Start of TASK INPUT

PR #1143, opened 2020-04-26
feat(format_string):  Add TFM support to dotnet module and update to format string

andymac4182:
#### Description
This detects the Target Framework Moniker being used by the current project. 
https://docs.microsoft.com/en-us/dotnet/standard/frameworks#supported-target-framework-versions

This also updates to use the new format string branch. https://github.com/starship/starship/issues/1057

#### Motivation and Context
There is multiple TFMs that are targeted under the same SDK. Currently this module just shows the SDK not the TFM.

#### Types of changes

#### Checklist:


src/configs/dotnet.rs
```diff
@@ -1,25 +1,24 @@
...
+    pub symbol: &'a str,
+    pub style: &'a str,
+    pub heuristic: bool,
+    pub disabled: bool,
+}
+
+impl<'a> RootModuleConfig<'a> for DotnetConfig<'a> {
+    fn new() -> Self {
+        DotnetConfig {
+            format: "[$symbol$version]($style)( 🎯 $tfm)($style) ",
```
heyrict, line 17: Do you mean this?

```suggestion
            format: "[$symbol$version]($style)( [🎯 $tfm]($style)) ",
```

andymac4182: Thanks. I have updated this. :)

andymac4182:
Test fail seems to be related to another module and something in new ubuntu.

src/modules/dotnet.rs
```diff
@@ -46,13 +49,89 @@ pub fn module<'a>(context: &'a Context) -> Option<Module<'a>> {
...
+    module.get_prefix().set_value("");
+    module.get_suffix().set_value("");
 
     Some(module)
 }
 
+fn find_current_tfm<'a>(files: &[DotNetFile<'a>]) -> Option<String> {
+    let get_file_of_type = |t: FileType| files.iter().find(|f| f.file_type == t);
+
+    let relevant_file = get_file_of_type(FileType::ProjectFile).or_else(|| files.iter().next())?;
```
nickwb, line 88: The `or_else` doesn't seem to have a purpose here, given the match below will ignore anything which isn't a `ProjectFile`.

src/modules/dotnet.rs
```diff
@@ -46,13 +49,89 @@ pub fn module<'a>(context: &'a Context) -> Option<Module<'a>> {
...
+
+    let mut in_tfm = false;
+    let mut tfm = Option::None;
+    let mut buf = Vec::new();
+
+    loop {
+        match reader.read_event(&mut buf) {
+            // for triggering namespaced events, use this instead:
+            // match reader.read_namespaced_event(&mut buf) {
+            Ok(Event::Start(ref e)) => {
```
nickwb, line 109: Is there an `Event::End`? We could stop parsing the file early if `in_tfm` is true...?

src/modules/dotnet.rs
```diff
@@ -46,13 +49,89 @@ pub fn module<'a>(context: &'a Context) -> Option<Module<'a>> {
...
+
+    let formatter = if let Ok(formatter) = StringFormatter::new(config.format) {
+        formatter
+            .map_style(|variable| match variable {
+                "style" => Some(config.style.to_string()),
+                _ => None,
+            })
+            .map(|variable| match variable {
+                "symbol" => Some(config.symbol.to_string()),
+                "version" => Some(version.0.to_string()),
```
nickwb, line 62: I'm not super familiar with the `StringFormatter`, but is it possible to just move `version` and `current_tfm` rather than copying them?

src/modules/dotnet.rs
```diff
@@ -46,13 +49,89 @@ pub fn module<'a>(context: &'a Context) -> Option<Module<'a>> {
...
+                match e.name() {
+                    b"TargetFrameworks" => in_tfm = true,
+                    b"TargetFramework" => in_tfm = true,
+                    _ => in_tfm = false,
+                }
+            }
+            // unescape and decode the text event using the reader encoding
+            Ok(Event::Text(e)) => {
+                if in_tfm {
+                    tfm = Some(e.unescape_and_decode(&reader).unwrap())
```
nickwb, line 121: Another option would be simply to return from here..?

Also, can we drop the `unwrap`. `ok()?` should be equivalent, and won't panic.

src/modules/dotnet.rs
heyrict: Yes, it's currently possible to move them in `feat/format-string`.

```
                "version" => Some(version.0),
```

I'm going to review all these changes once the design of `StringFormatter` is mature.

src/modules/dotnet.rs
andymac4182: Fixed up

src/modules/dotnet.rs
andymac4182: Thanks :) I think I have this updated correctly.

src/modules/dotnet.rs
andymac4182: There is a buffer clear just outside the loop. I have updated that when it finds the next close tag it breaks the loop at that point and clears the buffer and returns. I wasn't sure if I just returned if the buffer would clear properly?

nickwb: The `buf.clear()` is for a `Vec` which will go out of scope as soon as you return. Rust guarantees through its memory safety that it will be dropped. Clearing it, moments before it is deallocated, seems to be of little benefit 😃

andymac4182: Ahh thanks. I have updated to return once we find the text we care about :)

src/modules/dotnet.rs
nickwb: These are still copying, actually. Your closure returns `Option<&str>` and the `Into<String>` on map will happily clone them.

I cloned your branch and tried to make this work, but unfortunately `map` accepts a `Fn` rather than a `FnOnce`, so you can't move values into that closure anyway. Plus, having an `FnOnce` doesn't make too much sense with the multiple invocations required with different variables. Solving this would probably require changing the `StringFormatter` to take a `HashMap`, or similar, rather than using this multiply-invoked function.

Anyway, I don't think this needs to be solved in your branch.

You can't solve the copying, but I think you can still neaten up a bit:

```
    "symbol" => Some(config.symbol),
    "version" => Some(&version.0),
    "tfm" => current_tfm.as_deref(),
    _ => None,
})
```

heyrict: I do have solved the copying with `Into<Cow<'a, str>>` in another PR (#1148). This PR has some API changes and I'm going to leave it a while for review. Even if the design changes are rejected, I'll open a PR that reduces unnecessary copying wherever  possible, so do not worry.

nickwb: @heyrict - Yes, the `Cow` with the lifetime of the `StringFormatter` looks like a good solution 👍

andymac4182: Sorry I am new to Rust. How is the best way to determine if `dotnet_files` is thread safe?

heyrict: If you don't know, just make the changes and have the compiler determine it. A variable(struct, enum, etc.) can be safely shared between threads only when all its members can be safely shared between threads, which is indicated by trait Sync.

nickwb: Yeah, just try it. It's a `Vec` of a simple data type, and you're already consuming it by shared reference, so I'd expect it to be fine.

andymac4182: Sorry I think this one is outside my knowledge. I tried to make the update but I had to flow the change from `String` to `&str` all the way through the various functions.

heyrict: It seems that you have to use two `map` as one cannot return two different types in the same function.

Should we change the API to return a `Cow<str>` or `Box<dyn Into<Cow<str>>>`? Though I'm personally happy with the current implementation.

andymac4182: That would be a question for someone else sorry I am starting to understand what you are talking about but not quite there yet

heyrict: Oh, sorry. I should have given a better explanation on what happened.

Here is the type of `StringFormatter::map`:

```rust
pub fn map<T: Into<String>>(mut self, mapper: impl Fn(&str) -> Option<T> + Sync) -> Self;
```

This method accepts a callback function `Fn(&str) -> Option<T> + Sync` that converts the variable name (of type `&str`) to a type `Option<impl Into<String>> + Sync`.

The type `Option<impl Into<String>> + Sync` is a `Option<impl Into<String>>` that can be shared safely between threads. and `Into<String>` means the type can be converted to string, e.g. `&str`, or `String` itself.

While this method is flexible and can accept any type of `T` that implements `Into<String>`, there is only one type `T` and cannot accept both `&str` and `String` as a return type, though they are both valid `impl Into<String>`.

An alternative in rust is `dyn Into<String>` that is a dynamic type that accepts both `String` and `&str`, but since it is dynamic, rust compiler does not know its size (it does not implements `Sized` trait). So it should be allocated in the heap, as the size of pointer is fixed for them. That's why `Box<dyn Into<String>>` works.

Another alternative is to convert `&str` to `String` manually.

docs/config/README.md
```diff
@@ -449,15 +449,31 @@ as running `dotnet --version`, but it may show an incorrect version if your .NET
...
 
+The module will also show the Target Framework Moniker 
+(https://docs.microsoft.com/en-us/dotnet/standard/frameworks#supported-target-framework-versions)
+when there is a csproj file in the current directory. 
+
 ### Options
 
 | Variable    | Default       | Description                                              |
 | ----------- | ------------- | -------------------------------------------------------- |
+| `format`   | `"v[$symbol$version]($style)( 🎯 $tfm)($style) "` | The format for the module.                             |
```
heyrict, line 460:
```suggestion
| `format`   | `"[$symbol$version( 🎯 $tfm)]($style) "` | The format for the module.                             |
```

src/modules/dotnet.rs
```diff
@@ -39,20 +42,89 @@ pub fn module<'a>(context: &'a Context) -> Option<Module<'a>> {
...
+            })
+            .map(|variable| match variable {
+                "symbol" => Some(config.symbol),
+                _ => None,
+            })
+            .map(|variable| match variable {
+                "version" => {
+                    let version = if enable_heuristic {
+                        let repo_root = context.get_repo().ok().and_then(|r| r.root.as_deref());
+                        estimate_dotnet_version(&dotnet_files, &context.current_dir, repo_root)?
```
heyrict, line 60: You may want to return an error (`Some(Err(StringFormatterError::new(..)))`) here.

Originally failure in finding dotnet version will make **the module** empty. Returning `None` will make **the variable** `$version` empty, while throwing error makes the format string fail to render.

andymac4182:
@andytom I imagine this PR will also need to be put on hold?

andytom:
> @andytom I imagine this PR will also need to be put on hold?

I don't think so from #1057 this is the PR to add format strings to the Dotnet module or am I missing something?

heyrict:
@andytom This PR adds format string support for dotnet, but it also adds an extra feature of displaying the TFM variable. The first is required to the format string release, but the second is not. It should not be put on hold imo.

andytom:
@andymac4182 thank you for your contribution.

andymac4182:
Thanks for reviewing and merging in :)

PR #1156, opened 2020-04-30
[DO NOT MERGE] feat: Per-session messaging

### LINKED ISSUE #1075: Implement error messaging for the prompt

End of TASK INPUT

### TO DO
Taking the records above, retype every line from the one with "andymac4182: Sorry I am" down to the one with "heyrict: If you", exactly and with nothing else.

### EXERCISE ANSWER
andymac4182: Sorry I am new to Rust. How is the best way to determine if `dotnet_files` is thread safe?

heyrict: If you don't know, just make the changes and have the compiler determine it. A variable(struct, enum, etc.) can be safely shared between threads only when all its members can be safely shared between threads, which is indicated by trait Sync.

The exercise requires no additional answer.